# Campagnolo power shift



## TinM (Nov 29, 2010)

Anyone knows something or could give her impression on the new campy levers? I'm talking of the "Power-shift system" common to centaur, athena, veloce.

The only thing we've heard until know is some people wining about the loss of multiple upshift (to smaller cogs) in one move, which really seems like not so much of a problem (like, you're pushing on the same pedal around once/second and that's not a problem is it?!)

Questions are: is it effective? Is it different from the escape mechanism? For upshift, does the action take place when pressing on the mouse ear or when releasing?
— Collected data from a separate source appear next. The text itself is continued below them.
PR #1831, opened 2021-08-19
[metal] set threadgroup memory sizes reflected from the shader

### LINKED ISSUE #1823: [metal] Using workgroup variable causes what is probably a race condition in compute pipelines.
Run the `hello-compute` example on macOS on Intel HD630 with:
```diff
--- a/wgpu/examples/hello-compute/shader.wgsl
+++ b/wgpu/examples/hello-compute/shader.wgsl
@@ -5,6 +5,7 @@ struct PrimeIndices {
 
 [[group(0), binding(0)]]
 var<storage, read_write> v_indices: PrimeIndices;
+var<workgroup> foo: u32;
 
 // The Collatz Conjecture states that for any integer n:
 // If n is even, n = n/2
@@ -13,6 +14,7 @@ var<storage, read_write> v_indices: PrimeIndices;
 // Though the conjecture has not been proven, no counterexample has ever been found.
 // This function returns how many times this recurrence needs to be applied to reach 1.
 fn collatz_iterations(n_base: u32) -> u32{
+    foo = 0u;
     var n: u32 = n_base;
     var i: u32 = 0u;
     loop {
```

Most of the times it will run correctly and output `[0, 1, 7, 2]`, but, if you run it in a loop (e.g. `for i in {1..1000}; do cargo run --example hello-compute; done`) it will eventually output `[1, 2, 3, 4]`. This behavior seems to be easier to cause with big inputs.

Also, running it without the `workgroup` variable seems to work fine.

kvark:
**Connections**
Fixes #1823

**Description**
See https://github.com/gfx-rs/wgpu/issues/1823#issuecomment-902011447

**Testing**
Tested on a modified hello-compute sample, manually

### DIFF
--- a/CHANGELOG.md
+++ b/CHANGELOG.md
@@ -1,5 +1,11 @@
 # Change Log
 
+## TBD
+  - All:
+    - expose more formats via adapter-specific feature
+  - Metal:
+    - fix usage of work group memory
+
 ## v0.10 (2021-08-18)
   - Infrastructure:
     - `gfx-hal` is replaced by the in-house graphics abstraction `wgpu-hal`. Backends: Vulkan, Metal, D3D-12, and OpenGL ES-3.
--- a/Cargo.lock
+++ b/Cargo.lock
@@ -909,9 +909,9 @@ dependencies = [
 
 [[package]]
 name = "metal"
-version = "0.23.0"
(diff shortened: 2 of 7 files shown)


kvark:
Included in wgpu-hal-0.10.2

PR #1836, opened 2021-08-20
Fix the check for depth+stencil aspect of views

### LINKED ISSUE #1835: Read-only Depth/Stencil (RODS) in the water example fails on using Depth24PlusStencil8 instead of Depth32Float
**Description**
In a project, I used a Depth24PlusStencil8 buffer as depth/stencil-buffer target in a first pass and read from that same texturebuffer in a second pass. With the transition from Wgpu 0.9.0 to 0.10.1, it stopped working, mentioning: "bound texture views can not have both depth and stencil aspects enabled", I found that the "water" example in this wgpu repository does the same by approximation and that uses a Depth32Float buffer instead and it works. But I need to write to the stencil part in the first pass because I use its output in a third pass. So in a local wgpu clone, I replaced all Depth32Float by Depth24PlusStencil8 in the water example *) and modified the TextureViewDescriptor on main.rs::228 to have aspect: wgpu::TextureAspect::DepthOnly and presto: "bound texture views can not have both depth and stencil aspects enabled". I have added the example main.rs as a zip in this report below.

*) I also removed the wgpu::TextureUsages::COPY_DST on line 214 because it interferes and the example-with-Depth32Float runs fine without it.

**Repro steps**
See the description

I get the message "bound texture views can not have both depth and stencil aspects enabled" in "device.create_bind_group" from water::Example::initialize_resources at .\examples\water\main.rs:231. I expect the example to run fine because the stencil bits from the depth/stencil buffer are not used anywhere and I have set the texture view aspect to DepthOnly. It seems that wgpu internally uses Depth+stencil anyhow.

**Extra materials**
[main.zip](https://github.com/gfx-rs/wgpu/files/7021308/main.zip)

**Platform**
Information about your OS, version of `wgpu`, your tech stack, etc.
win10 / Vulkan / wgpu 0.10.1

kvark:
**Connections**
Fixes #1835

**Description**
The check didn't take into account `wgt::TextureAspect` enum of the view.

**Testing**
Tested on the modified water example.

### DIFF
--- a/CHANGELOG.md
+++ b/CHANGELOG.md
@@ -3,6 +3,7 @@
 ## TBD
   - All:
     - expose more formats via adapter-specific feature
+    - fix creation of depth+stencil views
   - Metal:
     - fix usage of work group memory
 
--- a/wgpu-core/src/device/mod.rs
+++ b/wgpu-core/src/device/mod.rs
@@ -1568,7 +1568,9 @@ impl<A: HalApi> Device<A> {
         expected: &'static str,
     ) -> Result<(wgt::TextureUsages, hal::TextureUses), binding_model::CreateBindGroupError> {
         use crate::binding_model::CreateBindGroupError as Error;
-        if hal::FormatAspects::from(view.desc.format)
+        if view
+            .desc
+            .aspects()
             .contains(hal::FormatAspects::DEPTH | hal::FormatAspects::STENCIL)
         {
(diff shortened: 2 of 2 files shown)


cwfitzgerald (approved):

kvark:
Included in wgpu-core-0.10.1

PR #1840, opened 2021-08-21
fix buffer collapse in initialize_buffer_memory

Wumpf:
**Connections**
Other memory init work #1839  #1688 

**Description**

Due to previous changes there was  only a no-op buffer collapse
The ranges it tried collapsing on were already guranteed to be merged by the init-trackers drain method. However, accross several init actions there can be opportunity for reducing fill_buffer calls.

I'll probably follow up with making `buffer_memory_init_actions` a hashmap to begin with, so that in `initialize_buffer_memory` we don't need to do the bucketing and can look at the problem one buffer at a time. This will have the nice side effect being able to drop the id from BufferInitAction!
But for that #1839 needs to land first!

### DIFF
--- a/wgpu-core/src/command/mod.rs
+++ b/wgpu-core/src/command/mod.rs
@@ -7,6 +7,9 @@ mod query;
 mod render;
 mod transfer;
 
+use std::collections::hash_map::Entry;
+use std::ops::Range;
+
 pub use self::bundle::*;
 pub use self::compute::*;
 pub use self::draw::*;
@@ -15,6 +18,7 @@ pub use self::render::*;
 pub use self::transfer::*;
 
 use crate::error::{ErrorFormatter, PrettyError};
+use crate::FastHashMap;
 use crate::{
     hub::{Global, GlobalIdentityHandlerFactory, HalApi, Storage, Token},
     id,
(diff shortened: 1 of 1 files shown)


kvark:
So this isn't actually fixing a correctness issue, but rather fixing the internal logic, right? I.e. it's an optimization PR?

wgpu-core/src/command/mod.rs
```diff
@@ -90,43 +96,55 @@ impl<A: hal::Api> BakedCommands<A> {
...
+                .map_err(|_| DestroyedBufferError(buffer_id))?;
+            let raw_buf = buffer.raw.as_ref().ok_or(DestroyedBufferError(buffer_id))?;
+
+            unsafe {
+                self.encoder
+                    .transition_buffers(transition.map(|pending| pending.into_hal(buffer)));
+            }
+
+            for range in ranges.iter() {
+                assert!(range.start % 4 == 0, "Buffer {:?} has an uninitialized range with a start not aligned to 4 (start was {})", raw_buf, range.start);
```
kvark, line 143: we should use a constant here, like the `COPY_ALIGNMENT`

wgpu-core/src/command/mod.rs
```diff
@@ -90,43 +96,55 @@ impl<A: hal::Api> BakedCommands<A> {
...
+                .get_mut(buffer_id)
+                .map_err(|_| DestroyedBufferError(buffer_id))?;
+            let raw_buf = buffer.raw.as_ref().ok_or(DestroyedBufferError(buffer_id))?;
+
+            unsafe {
+                self.encoder
+                    .transition_buffers(transition.map(|pending| pending.into_hal(buffer)));
+            }
+
+            for range in ranges.iter() {
```
kvark, line 142: I suppose this could do `in ranges` with moving semantics

kvark (approved):

Wumpf:
@kvark yes, title/description isn't quite accurate. Really this is replacing a  optimization that didn't have any effect with one that does

PR #5148, opened 2024-01-26
feat: make `ProgrammableStage::entry_point` optional

### LINKED ISSUE #5145: `GPUProgrammableStage.entryPoint` should be optional
In https://github.com/gpuweb/gpuweb/pull/4387, the WebGPU API spec was changed such that, if there's only one appropriate entry point in the shader module, pipeline creation will just use that one automatically: you can omit its name from the `GPUProgrammableStage`  when you create the pipeline.

This is a cute readability hack for small (and maybe not-so-small) examples, so folks are excited about using it in the WebGPU examples repo: https://github.com/webgpu/webgpu-samples/pull/334

In our code, this would mean that `wgpu_core::pipeline::ProgrammableStageDescriptor::entry_point` would become an `Option`, consumers would use reflection to find the right entry point, and then callers in `wgpu`/Firefox/etc. would be changed to accommodate.

Since `wgpu_core` takes care of producing a `naga::Module`, it has enough information to choose an entry point before passing the module to `wgpu_hal`, so `wgpu_hal` can continue to require a specific name.

ErichDonGubler:
**Connections**

Resolves #5145.

- [x] Soft (?) dependency on https://github.com/rustwasm/wasm-bindgen/pull/3816.
- [x] Hard dependency on <https://github.com/gfx-rs/wgpu/pull/5306>.

**Description**

**Testing**

**Checklist**

- [x] Run `cargo fmt`.

### DIFF
--- a/benches/benches/computepass.rs
+++ b/benches/benches/computepass.rs
@@ -242,7 +242,7 @@ impl ComputepassState {
                     label: Some("Compute Pipeline"),
                     layout: Some(&pipeline_layout),
                     module: &sm,
-                    entry_point: "cs_main",
+                    entry_point: Some("cs_main"),
                     compilation_options: wgpu::PipelineCompilationOptions::default(),
                     cache: None,
                 });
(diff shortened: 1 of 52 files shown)


ErichDonGubler:
Status: I have what I believe to be working changes in `wgpu-core`. I need to propagate this to `wgpu`. After that, this needs some test coverage.

ErichDonGubler:
- [x] TODO: I'm going to split out `wgpu-core` support from this PR, since Firefox likely can use that sooner than `wgpu`. That will also make the set of changes to review here easier, I think!

nical (approved):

If it works for 11s, I'd guess that it's brilliant for 10s??


----------



## cs1 (Sep 16, 2003)

Shimano has been using a similar system for years. It hasn't hurt them. Actually there was a guy who won the TDF 7 times on Shimano's version. I'm thinking it's really no big deal not to have multiple up or down shifts.


----------



## Nielly (Sep 21, 2009)

not sure about new powershift but on all three version of campy I have the upshift occurs when the mouse ear is depressed. can't see why that would change.


----------



## danl1 (Jul 23, 2005)

Nielly said:


> not sure about new powershift but on all three version of campy I have the upshift occurs when the mouse ear is depressed. can't see why that would change.


FWIW, on Escape shifters, it happens on release.


Powershift I am not sure, but my guess is on depress - I'm not sure how the multiples would work otherwise.


----------



## Fai Mao (Nov 3, 2008)

I think he is confussing terms. The new Cranks are "Power Torque" the shifting mechanism on the lower lever groups is "Escape"

Power Torque is simply a simpler, easier to manufacture version of the external bearing cranks.


----------



## SystemShock (Jun 14, 2008)

cs1 said:


> Shimano has been using a similar system for years. It hasn't hurt them. Actually there was a guy who won the TDF 7 times on Shimano's version. I'm thinking it's really no big deal not to have multiple up or down shifts.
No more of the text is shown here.